IT企業のエンジニアとしてもう10年働いていて、既に基本情報技術者と応用情報技術者の両方の資格を取得したことから、上司から「ステップアップのためにもう少し上の資格を取ったら」と提案を受けました。実際にどのような資格があるのか探してみたら「ITストラテジスト」という資格を見つけました。その問題集を見てみると、今の自分でも取得できるのではないかと思い受験することにしました。「ストラテジスト」とはIT関係の仕事ではかなりの上流、SEの世界では「要件定義」から「基本設計」より、さらに上の、システム構成や費用などの提案を行う、その提案を行っていく上で経営的に、業務的に改善できる提案をすることが求められるものであり、ちょうど今の業務もそれに近いことをやっているので受けてみることにしました。

先ほどにも書いたように基本情報技術者と応用情報技術者を何度も受けた経験があるので情報処理技術者関連の試験はどのような形式で出るのかはなんとなく察しがついていたのですが、上級になってくると、マークシートの問題は少なくなり、記述や論述の試験が多くなりました。そのことから過去問題集だけではなく、それ以外に最新の実務についても問われるなど、今の仕事の応用的な知識や技術が問われる問題があり、実際にどのように勉強したら良いのか分からなくなるときがありました。

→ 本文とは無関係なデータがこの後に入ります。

PR #712, opened 2016-04-29
Gl check errors

karimnaaji:
When a gl error happens we have no information on the line related to an error, we just know that an error happened during the last frame without any information on the related GL call that has produced this error. This PR adds a macro to check for GL errors after gl function calls when `TANGRAM_DEBUG` is defined. 

- Don't check for gl errors unless `TANGRAM_DEBUG` is defined
- Consistently give line number / file / gl function call that relates to a gl error

### DIFF
--- a/core/src/gl/error.cpp
+++ b/core/src/gl/error.cpp
@@ -7,7 +7,8 @@ std::unordered_map<GLenum, std::string> Error::s_GlErrorCodesToStrings = {
         {GL_INVALID_ENUM, "GL_INVALID_ENUM"},
         {GL_INVALID_VALUE, "GL_INVALID_VALUE"},
         {GL_INVALID_OPERATION, "GL_INVALID_OPERATION"},
-        {GL_OUT_OF_MEMORY, "GL_OUT_OF_MEMORY"}
+        {GL_OUT_OF_MEMORY, "GL_OUT_OF_MEMORY"},
+        {GL_INVALID_FRAMEBUFFER_OPERATION, "GL_INVALID_FRAMEBUFFER_OPERATION"}
     };
 
 bool Error::hadGlError(const std::string& _locationTag) {
@@ -29,10 +30,14 @@ bool Error::hadGlError(const std::string& _locationTag) {
 void Error::glError(const char* stmt, const char* fname, int line) {
     GLenum err = glGetError();
 
-    auto it = s_GlErrorCodesToStrings.find(err);
+    while (err != GL_NO_ERROR) {
+        auto it = s_GlErrorCodesToStrings.find(err);
 
-    if (it != s_GlErrorCodesToStrings.end() && err != GL_NO_ERROR) {
-        LOGE("OpenGL error %s, at %s:%i - for %s\n", it->second.c_str(), fname, line, stmt);
+        if (it != s_GlErrorCodesToStrings.end()) {
+            LOGE("OpenGL error %s, at %s:%i - for %s\n", it->second.c_str(), fname, line, stmt);
+        }
+
+        err = glGetError();
     }
 }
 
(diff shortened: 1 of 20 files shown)


core/src/gl/error.cpp
```diff
@@ -26,4 +26,14 @@ bool Error::hadGlError(const std::string& _locationTag) {
     return false;
 }
 
+void Error::glError(const char* stmt, const char* fname, int line) {
+    GLenum err = glGetError();
```
blair1618: `glGetError` should always be called in a loop because multiple error flags can be set at the same time (even by one function) and they're returned in an arbitrary order (http://docs.gl/es2/glGetError).

core/src/gl/error.h
```diff
@@ -18,10 +18,18 @@ class Error {
...
+    static void glError(const char* stmt, const char* fname, int line);
+
 private:
 
     static std::unordered_map<GLenum, std::string> s_GlErrorCodesToStrings;
 
 };
 
+#ifdef TANGRAM_DEBUG
+#define GL_CHECK(STMT) do { STMT; Tangram::Error::glError(#STMT, __FILE__, __LINE__); } while (0)
```
blair1618: mapbox-gl-native has a pretty clever approach here to allow this macro to return the same value as the function it wraps: https://github.com/mapbox/mapbox-gl-native/blob/master/include/mbgl/gl/gl.hpp#L71

This may be *too* clever. I'm not sure how much the lambda calls would impact performance, but it does simplify usage of the macro. 

At a minimum, we should be able to simply write `GL_CHECK()` if we wrap `STMT` in another pair of parentheses, I think.

karimnaaji: We don't have to wrap `STMT` in a set of parenthesis to be able to write `GL_CHECK()`, the macro would be an extra `;` in that case. 
I'm not sure we want something that clever, there's a pretty light set of gl functions we use that return a value, we already have all of the information we need to debug with this.

blair1618: Yeah I'm cool with that.

karimnaaji:
@blair1618 : do we want to enable this by default on debug builds?

blair1618:
I think we do want this enabled by default on debug builds, unless it's disastrously slow. 

This is looking pretty good! I'll give it a try locally and if nobody has concerns then I'm in favor of merging.

blair1618:
Is it just me, or does this branch now draw nothing except the gl clear color?

karimnaaji:
No there's something going on here. Will fix this.

core/src/gl/shaderProgram.cpp
```diff
@@ -92,7 +93,8 @@ GLint ShaderProgram::getUniformLocation(const UniformLocation& _uniform) {
     }
 
     _uniform.generation = m_generation;
-    _uniform.location = glGetUniformLocation(m_glProgram, _uniform.name.c_str());
+    _uniform.location = glGetUniformLocation(0, _uniform.name.c_str());
```
karimnaaji: @blair1618 this line broke it, it'll be good after fixing this.

blair1618: Hoooooo that's a likely culprit haha

blair1618:
LGTM now. 

I just pushed one small fix and a rebase onto master. The call to `glClear` in the main render loop was missing a `GL_CHECK()`, which demonstrates an important consequence of this error-handling approach: If the GL call that produces an error is missing this macro, the error will be incorrectly reported as originating from the next occurrence of the macro. For example, I put an invalid argument into the `glClear` call when it didn't have the `GL_CHECK` macro and the error was reported as coming from `glBindBuffer` in `RenderState`. I don't think this is a fatal flaw, but it's definitely something we need to be diligent about.

PR #713, opened 2016-05-02
drop labels for which no glyphs are available

hjanetzek:


core/src/text/fontContext.cpp
```diff
@@ -185,6 +185,11 @@ bool FontContext::layoutText(TextStyle::Parameters& _params, const std::string&
                      (metrics.aabb.y + height * 0.5) * TextVertex::position_scale);
 
     auto it = _quads.begin() + quadsStart;
+    if (it == _quads.end()) {
```
tallytalwar: Why not just check for size of `_quads` at the beginning before doing any textWrapping stuff?

hjanetzek: The _quads are set during textWrap/drawShapeRange. 

Actually the line.shapes().size() test at the beginning already checks for no-glyphs-at-all. So this new test only catches lines for which only whitespaces were found (and this really happend when no fallbacks were loaded, making the map unusable slow for Cairo). 

Should we rather drop labels if they have any missing glyphs?

tallytalwar: What will happen currently if a label is missing a glyph, will it show a default quad or an empty space?

If so, then yes it makes sense to drop the label if its missing any glyph required by it to be rendered completely.

hjanetzek: Missing glyphs will just be ignored - i.e. not added to the LineLayout and not adding 'empty space' to it

PR #847, opened 2016-07-21
added beginChangeBlock() and endChangeBlock() to MapData.

redfish64:
I'm converting my android app, Tiny Travel Tracker, to mapzen. It contains an database on the phone of gps points collected continuously tracking the users movements for later retrieval, which I'd like to add as a tile source (my idea is it would just loop back to the android app to query its database). Since my app can handle hundreds of thousands of points (personally I have over 500,000 stored tracking me over the last 6 years),

I've tried using addFeature() to display a subset of points (of what is on the screen currently) but it creates a lot of flickering as the points are deleted and redrawn.

I was able to change the source to fix my problem by adding two methods to MapData, beginChangeBlock(), which prevents feature changes from immediately being reflected in the rendered view, and endChangeBlock(), which commits the features after the beginChangeBlock() all at once. This successfully prevents flickering in my app and fixes my problem.

I hope this change is useful.

### DIFF
--- a/android/tangram/jni/jniExports.cpp
+++ b/android/tangram/jni/jniExports.cpp
@@ -241,8 +241,24 @@ extern "C" {
         assert(mapPtr > 0);
         auto map = reinterpret_cast<Tangram::Map*>(mapPtr);
         assert(sourcePtr > 0);
-        auto source = reinterpret_cast<Tangram::DataSource*>(sourcePtr);
-        map->clearDataSource(*source, true, true);
+        auto source = reinterpret_cast<Tangram::ClientGeoJsonSource*>(sourcePtr);
+        source->clearData();
+    }
+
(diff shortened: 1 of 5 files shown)


blair1618:
That's a lot of points - this interface makes a lot of sense for your needs.

Funnily enough, the `MapData` class used to work this way (https://github.com/tangrams/tangram-es/commit/163bbcb07f1044abcfa453c0a9ec29b573510767)! Features could be added in Java and then synchronized to the map in batches so that large updates wouldn't choke the renderer. Then it turned out that most of the time `MapData` was being used to draw one or two features at a time and the extra call to synchronize the data was troublesome for those cases, so we changed it to just synchronize on every new feature. 

We're now planning to replace the common usage of `MapData` for individual markers and annotations with a new, more focused interface, which means that `MapData` could once again become more dedicated to large sets of features. At that point we'll add an interface like the one you have here. We're going to hold off on adding this change to `master` until then.

PR #863, opened 2016-07-22
Update versioning.gradle to allow an empty patch

tallytalwar:
0.x will work, and one will not have to put in an extra "0" for the patch.


tallytalwar:
@blair1618 give it a look. Once this is in, will start 0.4 versioning process.

blair1618:
LGTM

PR #868, opened 2016-07-25
Use gcc-5 for Travis Linux builds

blair1618:
GCC 5 is the first version to fully support the C++14 standard: https://gcc.gnu.org/projects/cxx-status.html

The ubuntu-toolchain-r-test PPA provides version 5.4.0-3 for Ubuntu 12.04: https://launchpad.net/~ubuntu-toolchain-r/+archive/ubuntu/test

### DIFF
--- a/.travis.yml
+++ b/.travis.yml
@@ -6,11 +6,11 @@ matrix:
           env: PLATFORM=osx
           compiler: clang
         - os: linux
-          env: PLATFORM=linux CXX=g++-4.9 CC=gcc-4.9
+          env: PLATFORM=linux CXX=g++-5 CC=gcc-5
           addons:
             apt:
               sources: [ 'kubuntu-backports', 'ubuntu-toolchain-r-test', 'george-edison55-precise-backports' ]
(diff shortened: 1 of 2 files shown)


tallytalwar:
Can you try cherry-picking this commit on renderstate branch to confirm gcc 5.4 fixes that issue for us on travis?

blair1618:
`renderstate-non-static` works locally with GCC 5.3 on Trusty

tallytalwar:
We should also test on rpi and update the readme for that also.

blair1618:
Yeah the Pi is an interesting question. As far as I can tell, the most recent version that can be installed from a package is 4.9.2 (any newer and you have to compile gcc yourself).

blair1618:
Verified that Clang 3.5 can successfully build tangram-es on the raspberry pi - I updated the README to make it the recommended compiler.

blair1618:
All good here?

tallytalwar:
Yes yes, will merge. Was in middle of tizen gerrit stuff when you updated this before, then forgot about this! (Gerrit can make you forget stuff).

PR #872, opened 2016-07-27
fix label flickering/duplicate tiles with different source-zoom

hjanetzek:
When tiles are mapped to the maximum source zoom, tiles with the same coordinates (but different style-zoomlevels) can appear in the the visible-set.

This change puts only the tile with the higher style-zoomlevel to the visible-set.


tallytalwar:
Going to merge this, and as discussed in the meeting we "might" refactor the logic of the view sending the visible tile set taking style zooms into account. (It looks kinda not possible because different datasources have different max zooms, which means tilemanager should be the place this check should be happening)

Issue #839, opened 2016-07-15
Add support for scene `fonts` block


bcamper:
See https://github.com/tangrams/tangram/pull/326 for details.
Also relevant: #838.

Issue #814, opened 2016-07-06
Postpone scene rendering until all resources are ready


tallytalwar:
Currently we start rendering a scene if texture resources are not ready and are in process of being downloaded. And the current state of the scene is to substitute dummy textures, which get replaced once actual resources are fetched.

Instead of the current approach of rendering dummy resources, we would like to postpone the scene rendering until all scene's resources are ready. (This should also include a tile's raster texture resource, in that case).

bcamper:
To clarify, in JS we do continue *building* a tile that has dependent raster sources, we just can't *display* it until the textures have loaded. We don't need to wait around for textures to load to do other feature/style parsing work though.

tallytalwar:
Yeah, we do the same on ES, this issue is just postponing the actual _drawing_ of the tiles. _Tile building_ will still take place.

PR #874, opened 2016-07-27
Support for remote fonts

karimnaaji:
https://github.com/tangrams/tangram-es/issues/839

### DIFF
--- a/core/src/tangram.cpp
+++ b/core/src/tangram.cpp
@@ -313,7 +313,7 @@ bool Map::update(float _dt) {
     bool tilesChanged = impl->tileManager.hasTileSetChanged();
     bool tilesLoading = impl->tileManager.hasLoadingTiles();
     bool labelsNeedUpdate = impl->labels.needUpdate();
-    bool resourceLoading = (impl->scene->m_resourceLoad > 0);
+    bool resourceLoading = (impl->scene->resourceLoad > 0);
     bool nextScene = bool(impl->nextScene);
 
     if (viewChanged || tilesChanged || tilesLoading || labelsNeedUpdate || resourceLoading || nextScene) {
--- a/core/src/tangram.cpp
+++ b/core/src/tangram.cpp
@@ -257,6 +257,11 @@ void Map::resize(int _newWidth, int _newHeight) {
 
 bool Map::update(float _dt) {
 
+    // Wait until font resources are fully loaded
+    if (impl->scene->fontContext()->resourceLoad > 0) {
+        return false;
+    }
+
     FrameInfo::beginUpdate();
 
     JobQueue::runJobsForCurrentThread();
--- a/core/src/text/fontContext.cpp
+++ b/core/src/text/fontContext.cpp
@@ -35,6 +35,8 @@ FontContext::FontContext() :
     m_atlas(*this, GlyphTexture::size, m_sdfRadius),
     m_batch(m_atlas, m_scratch) {
 
+    resourceLoad = 0;
+
 // TODO: make this platform independent
 #if defined(PLATFORM_ANDROID)
     auto fontPath = systemFontPath("sans-serif", "400", "normal");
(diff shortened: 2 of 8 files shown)


core/src/tangram.cpp
```diff
@@ -257,6 +257,11 @@ void Map::resize(int _newWidth, int _newHeight) {
 
 bool Map::update(float _dt) {
 
+    // Wait until font resources are fully loaded
+    if (impl->scene->fontContext()->resourceLoad > 0) {
```
tallytalwar: We can do something similar for any uri resource from the scene.
"Wait until texture resources are loaded".

tallytalwar: Maybe make sense to do this in render` call for texture resources, since these are not required for "tile building" which happens in the update loop.

core/src/text/fontContext.cpp
```diff
@@ -242,6 +248,73 @@ bool FontContext::layoutText(TextStyle::Parameters& _params, const std::string&
...
+    std::smatch match;
+
+    if (std::regex_search(_ft.uri, match, regex)) {
+        // Load remote
+        resourceLoad++;
+        startUrlRequest(_ft.uri, [&, _ft](std::vector<char>&& rawData) {
+            if (rawData.size() == 0) {
+                LOGE("Bad URL request for font %s at URL %s", _ft.alias.c_str(), _ft.uri.c_str());
+            } else {
+                std::lock_guard<std::mutex> lock(m_mutex);
```
tallytalwar: nitpick, lock_guard can start from just before you start adding faces to the font. So just before the for loop.

core/src/tangram.cpp
karimnaaji: Yes there's a slight difference between remote texture resource and remote font resource:
- remote texture resource doesn't lock tile building and will render the black texture until being fetched
- remote font resource would lock tile building and thus rendering

I guess there's also some upcoming work to go in https://github.com/tangrams/tangram-es/issues/814 for that concern.

tallytalwar: Yup, my comments were in reference to #814.

core/src/text/fontContext.cpp
karimnaaji: There's no runtime cost in `reinterpret_cast`, except if we want to save the `int`. I'd rather leave it at the beginning of the block for easier reading. otherwise I'll be tempted to write another `{`,`}` to guard.

core/src/text/fontContext.cpp
```diff
@@ -254,64 +327,48 @@ void FontContext::ScratchBuffer::drawGlyph(const alfons::Rect& q, const alfons::
              {glm::vec2{q.x2, q.y2} * TextVertex::position_scale, {g.u2, g.v2}}}});
 }
 
-auto FontContext::getFont(const std::string& _family, const std::string& _style,
-                          const std::string& _weight, float _size) -> std::shared_ptr<alfons::Font> {
+std::shared_ptr<alfons::Font> FontContext::getFont(const std::string& _family, const std::string& _style,
+                                                   const std::string& _weight, float _size) {
```
tallytalwar: nitpick. Whitespace :D.

core/src/text/fontContext.cpp
```diff
@@ -254,64 +327,48 @@ void FontContext::ScratchBuffer::drawGlyph(const alfons::Rect& q, const alfons::
...
-    auto font = m_alfons.getFont(fontName, fontSize);
+    auto font =  m_alfons.getFont(FontDescription::Alias(_family, _style, _weight), fontSize);
     if (font->hasFaces()) { return font; }
 
     size_t dataSize = 0;
     unsigned char* data = nullptr;
 
     // Assuming bundled ttf file follows this convention
-    auto bundledFontPath = "fonts/" + _family + "-" + _weight + _style + ".ttf";
+    std::string bundleFontPath = BUNDLE_FONT_PATH + FontDescription::BundleAlias(_family, _weight, _style);
```
tallytalwar: :+1:

tallytalwar:
This looks good to me.

PR #876, opened 2016-07-27
Additional cleanup and safety checks for Android

blair1618:
- Checks the validity of every value used as a native pointer and throws Exceptions for bad values
 - Calls remove() on every MapData associated with a MapController in dispose()

### DIFF
--- a/android/tangram/src/com/mapzen/tangram/MapController.java
+++ b/android/tangram/src/com/mapzen/tangram/MapController.java
@@ -16,6 +16,7 @@ import com.squareup.okhttp.Response;
 import java.io.IOException;
 import java.nio.IntBuffer;
 import java.util.HashMap;
+import java.util.Iterator;
 import java.util.Map;
 
 import javax.microedition.khronos.egl.EGLConfig;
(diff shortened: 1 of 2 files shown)


android/tangram/src/com/mapzen/tangram/MapController.java
```diff
@@ -184,6 +184,9 @@ void dispose() {
         queueEvent(new Runnable() {
             @Override
             public void run() {
+                for (Map.Entry<String, MapData> entry : clientDataSources.entrySet()) {
```
tallytalwar: Can you also do a `checkPointer(mapPointer)` when map is init. Line: 179.

P.S. Github did not allow me to comment of that specific line!!

android/tangram/src/com/mapzen/tangram/MapData.java
```diff
@@ -49,8 +49,9 @@ public String name() {
     }
 
     /**
-     * Remove this {@code MapData} from the map it is currently associated with. After
-     * {@code remove} is called, this object can no longer apply changes to the map.
+     * Remove this {@code MapData} from the map it is currently associated with. Using this object
+     * after {@code remove} is called will cause a crash. {@code remove} is called on every
```
tallytalwar: will cause an `exception` instead of a `crash`.

tallytalwar:
Good to go, once couple of commits are addressed.

blair1618:
Thanks, updated!

PR #881, opened 2016-07-28
Coverity issues

hjanetzek:


core/include/earcut.hpp
```diff
@@ -1 +1 @@
-Subproject commit 1384c97a79c322e1aad37fd317bf87be5dbb24fa
+Subproject commit 195b2fdae9a354c0f86592f320df4988c896f822
```
blair1618: This update looks fine to me. Have you checked whether these issues are fixed in the original mapbox repo?

hjanetzek: This code deviated a bit from mapbox/master - so I can't tell. The nullptr deref is also probably only shown as defect since coverity didn't do the math for not hitting sum != 0

external/alfons
```diff
@@ -1 +1 @@
-Subproject commit bbb81cc67f646e4c97a861103a55275c4458e7ed
+Subproject commit 118e3cfaa7293e02ccf4eb73cb8064674b125cb2
```
blair1618: Looks good, but maybe it's time to call this branch something besides 'wip' :P

blair1618:
LGTM. Will merge if nobody has more to say on this.

tallytalwar:
Looks good to me too.

PR #887, opened 2016-07-29
Remove global state from GL management

blair1618:
or, *Towards Enabling Multiple Concurrent Tangram Map Instances*.

Major changes:

 - `RenderState` is now a class instead of a namespace of globally-scoped variables. 
 - `RenderState` now uses a collection of small, anonymous structs to track GL state. The class templates used before became difficult to maintain once members could no longer be accessed globally. 
 - A `RenderState&` is passed into all functions that need to modify an aspect of the tracked state. 
 - `JobQueue` is simpler now and uses no global state. 
 - `VertexLayout` now uses no global state, instead using a member of `RenderState` to track attribute bindings. 
 - Added a disposal mechanism that ensures GL resources are only disposed during the `Map::render()` call. 
 - The `QuadIndices`, `ShaderProgram`, and `Vao` classes were simplified or refactored to accommodate other changes.


blair1618:
I am looking into a bug that prevents textures from being correctly re-generated after GL context loss on Android. Feel free to look for clues while reviewing :)

core/src/gl/mesh.cpp
```diff
@@ -143,51 +130,65 @@ void MeshBase::upload() {
...
+            if (m_glVertexBuffer) {
+                rs.vertexBufferUnset(m_glVertexBuffer);
+                GL_CHECK(glDeleteBuffers(1, &m_glVertexBuffer));
+            }
+            if (m_glIndexBuffer) {
+                rs.indexBufferUnset(m_glIndexBuffer);
+                GL_CHECK(glDeleteBuffers(1, &m_glIndexBuffer));
+            }
+            m_vaos.dispose();
+        }
```
hjanetzek: This is a copy of m_vaos before it was initialized. Since this keeps a reference to RenderState in disposer one could also keep a reference to it in Mesh and create the disposer in Mesh's destructor.

hjanetzek:
ok, the last commits are very WIP -- still valgrinding

core/src/gl/mesh.cpp
blair1618: Technically yes, GL objects could just keep a reference to the RenderState - though I was trying to avoid to prevent accidentally using the RenderState when we don't have a valid context.

hjanetzek: I see. The Disposer is back!

blair1618:
Those last commits look good to me. The iterator fix was a good catch - I got greedy with caching `end()`. Refactoring `Disposer` to be called in destructors is probably a good move for readability - I would've preferred to keep the function call more descriptive but this is fine. And cleaning up `disposeBuilder()` is a nice perk here that didn't occur to me!

There's still an issue with textures (and maybe meshes?) after context loss on Android - I'll take another look at that today.

core/src/gl/dynamicQuadMesh.cpp
```diff
@@ -1,41 +1,28 @@
 #include "gl/dynamicQuadMesh.h"
+#include "gl/error.h"
 #include "gl/renderState.h"
 #include "gl/shaderProgram.h"
 
 namespace Tangram {
 
 GLuint QuadIndices::quadIndexBuffer = 0;
 int QuadIndices::quadGeneration = -1;
-std::atomic<int> QuadIndices::meshCounter(0);
```
tallytalwar: What was the purpose of `meshCounter` here?
I see it was used with every construction of `DyanmicQuadMesh`.

This could be the issue resulting in quad mesh issues with android gl context losses!

core/src/gl/dynamicQuadMesh.cpp
```diff
@@ -1,41 +1,28 @@
...
-void QuadIndices::unref() {
-    meshCounter--;
-
-    if (quadIndexBuffer != 0 && (!RenderState::isValidGeneration(quadGeneration) ||
-                                 meshCounter <= 0)) {
-
-        if (RenderState::indexBuffer.compare(quadIndexBuffer)) {
-            RenderState::indexBuffer.init(0, false);
-        }
+    if (quadIndexBuffer != 0 && !rs.isValidGeneration(quadGeneration)) {
```
tallytalwar: Ahh.. it might be too late to unset the quadIndexBuffer here, maybe it make sense to put this in the constructor of `DyanmicQuadMesh`.

tallytalwar: By "late" I mean, currently quadMesh data will be reset after the first `DyanmicQuadMesh::draw`.

tallytalwar: Ignore these, I see whats happening here.

core/src/tangram.cpp
```diff
@@ -94,6 +95,7 @@ Map::~Map() {
     // The unique_ptr to Impl will be automatically destroyed when Map is destroyed.
     TextDisplay::Instance().deinit();
     Primitives::deinit();
+    QuadIndices::reset();
```
tallytalwar: Maybe not the right place to put this.
(Maybe RenderState destructor is the right place for this reset)
Or reintroduce `meshCounter` thingy which is being done on master.

blair1618:
@tallytalwar I just overwrote your last commit, since we figured out a new solution IRL

The global quad index buffer was still using global state and when we start using multiple GL contexts that's gonna break - because the GL handle for the global index buffer generated in one context will almost certainly not be valid in another context! This was indirectly the cause of the weirdness with text and icons. Texture objects were actually fine, it's just the quad indices that were bogus.

I _think_ all the outstanding issues with this PR are resolved now.

tallytalwar:
Yup, will test this once more and good to go.

P.S. Wait for patched release to the sent for android first, and then merge this.

hjanetzek:
Looks good to go in!

PR #892, opened 2016-07-31
tizen library

tallytalwar:
First steps to bring tizen-library work into our master branch

Leaving alone `tangram-library` branch, since we might need that for pre-multiple instances work, until we finalize tizen plugin work for that.

- [x] Some cleanup required of the generic gl header. We still might have to stick around with the redefinition of gl methods to use `evas_gl_api`.


tallytalwar:
Thoughts on merging this branch to master.
Someone should give this a look and merge to master. Its getting really complicated to get tizen feature work done on tangram without creating multiple branches and keeping a track of it. Also causes confusion amongst others who are building tangram code for some tizen work.

Currently I have created an `old-rb-tizen-library` branch which reflects the one currently on gerrit top. There should not be any other "tizen-library" branch sitting around in `remote origin`.

core/src/gl.h
```diff
@@ -426,212 +424,4 @@ extern "C" {
...
-    #define glUnmapBuffer __glUnmapBufferOES
-
-    #define glFinish __glFinish
-
-    // VAO
-    #define glBindVertexArray __glBindVertexArray
-    #define glDeleteVertexArrays __glDeleteVertexArrays
-    #define glGenVertexArrays __glGenVertexArrays
-
-#endif
```
tallytalwar: This is great.

blair1618:
Ah yes, this is a much more sensible way to redefine the GL functions. +1

blair1618:
This branch has been sitting around for long enough and been tested enough through the tizen maps plugin that we should consider merging it.

The only serious concern I still have is the GL abstraction layer; it seems regrettably verbose and error-prone, especially if we expand the set of GL symbols that we use (note that we will certainly need to do this in the near future, e.g. for framebuffers).

tallytalwar:
Agreed, also as previously stated :D.

I would wait on getting the curl stuff in with this PR.

tallytalwar:
Will spend some time today to prune some of the gl headers here.

tallytalwar:
Rebased this with master. Tested this build with tizen emulator and device.
@hjanetzek can you also confirm this? Once done we can merge this.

そこでどのような問題が出るのかという傾向を知るだけではなく、現在の業務に近い実例をインターネットを通じて体験談などを中心に情報収集を行い、実務的な知識・技術を疑似体験することも行いました。他にも先輩や上司にインターネットで得た実例から、どのようにして業務・経営改善をするかの議論を行いながら、ストラテジストに適した知識や考え方を身につけることができました。そのことで専門的な技術・知識を身につけマークシートや記述式の問題は網羅できましたが、このストラテジストで肝になるのが最後の論述試験です。1問だけ選ぶ問題ですが、答える文字数が多く、しっかりと答えないと合格できないのだそうで、ほとんどの受験者はこの項目で不合格になってしまうのだそうです。そのことも踏まえて、試験勉強で最も時間を割いたのが論述試験です。ただ論述試験と行ってもポイントを押さえることが大切で、論述試験対策用の問題集があったので購入し、どのようにして論文をつくったら良いのか、そしてどのような門外が出るのか、過去問題だけではなく、問題集オリジナルの実例問題も取り上げられており、本番に近い形で問題を解いたり、解答を元にどのような論文を書けば良いのか検証したりするなどをして、論文のポイントを押さえながら、解くスピードを測るなどをして、時間配分を何度も確認しました。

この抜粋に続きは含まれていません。